President Charles M. Vest saluted the MIT community for its actions and activities in the six months since the Sept. 11 terrorist attack on the United States, and reflected on future challenges revolving around privacy, openness and access to information.
"We have much to be proud of in our communal response to this point, but many issues and opportunities remain before us," Vest wrote in the MIT Faculty Newsletter for January/February.
Executive Vice President John R. Curry, chair of the Task Force on Campus Security, and Dean for Undergraduate Education Robert P. Redwine, head of the Task Force's Working Group on Information Policy and Privacy Issues, wrote on security and privacy in the same edition of the newsletter. The Vest, Curry and Redwine articles are available at /newsoffice/nr/2002/fnl/vest.html . A comprehensive article on campus security will appear in the near future in Tech Talk.
"I do not believe there is an inherent conflict between national security and an appropriately open educational environment," Vest said. "Members of the MIT community are engaged in several working groups in Washington that will help shape new laws and policies that will impinge on the activities of universities. To date, these discussions have been quite collegial. Nonetheless, we must and will remain vigilant with respect to specific proposals."

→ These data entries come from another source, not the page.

PR #2867, opened 2024-04-29
making sure announcement alert appear after welcome modal is closed

noumantahir:
### What does this PR?
Apparently on new update/install, announcement modal was appearing on top of welcome modal, which not only felt annoyed, it might have also caused us to lose possible votes during our last rollout, because at this stage app was not ready to process vote and we might have ended up losing it.

What I also suggest is, after some time of rolling out new update should create a new announcement with different ID and content to encourage users to vote again.

To make it less annoying we can even chose to check if target user already voted, let me know.

### Screenshots/Video
BEFORE
Screenshot 2024-04-29 at 17 26 36

NOW

https://github.com/ecency/ecency-mobile/assets/6298342/857712e7-52fc-44ae-8263-9820a13d4d74

### DIFF
--- a/src/providers/queries/announcementsQueries.ts
+++ b/src/providers/queries/announcementsQueries.ts
@@ -1,14 +1,16 @@
 import { useQuery } from '@tanstack/react-query';
 import { useIntl } from 'react-intl';
 import { useDispatch } from 'react-redux';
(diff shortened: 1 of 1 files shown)


feruzm (approved):
lgtm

Noting that "only a few members of the MIT community" have been interviewed by law enforcement officials investigating terrorist-related activities, Vest continued: "We recommend that members of our community cooperate with legitimate investigations, but we have promulgated detailed information about the appropriate conduct of such interviews and the rights of individuals with respect to them." Copies of these guidelines are available from the International Scholars Office and the International Students Office.
Vest said he had asked the Committee on Protection of Human Life and Infrastructure, co-chaired by Associate Provost Claude Canizares and Vice President for Research/Associate Provost Alice Gast, to consider the role MIT can play in using technology to help resolve crucial issues that confront society.
"This has been a dark time, and it has cried out for new understandings and action," Vest said. "I hope that we can and will provide some of them."
Vest singled out Curry, Chancellor Phillip L. Clay, Vice President Kathryn A. Willmore and Faculty Chair Stephen C. Graves for their leadership in bringing the community together in the wake of Sept.11. He also cited the housemasters, residential tutors, graduate resident assistants and others on the staff and faculty "who worked tirelessly to provide support and a sense of security" to MIT's students.
"It was the spontaneous upswelling of thoughtful actions that stands out in my mind," he said, noting the community gathering on Killian Court on Sept. 12, the Reflecting Wall, the campus Muslim community's dinners and forums, the Center for International Studies series of discussions and the students, faculty and staff who organized rallies against violence.
A version of this article appeared in MIT Tech Talk on March 13, 2002.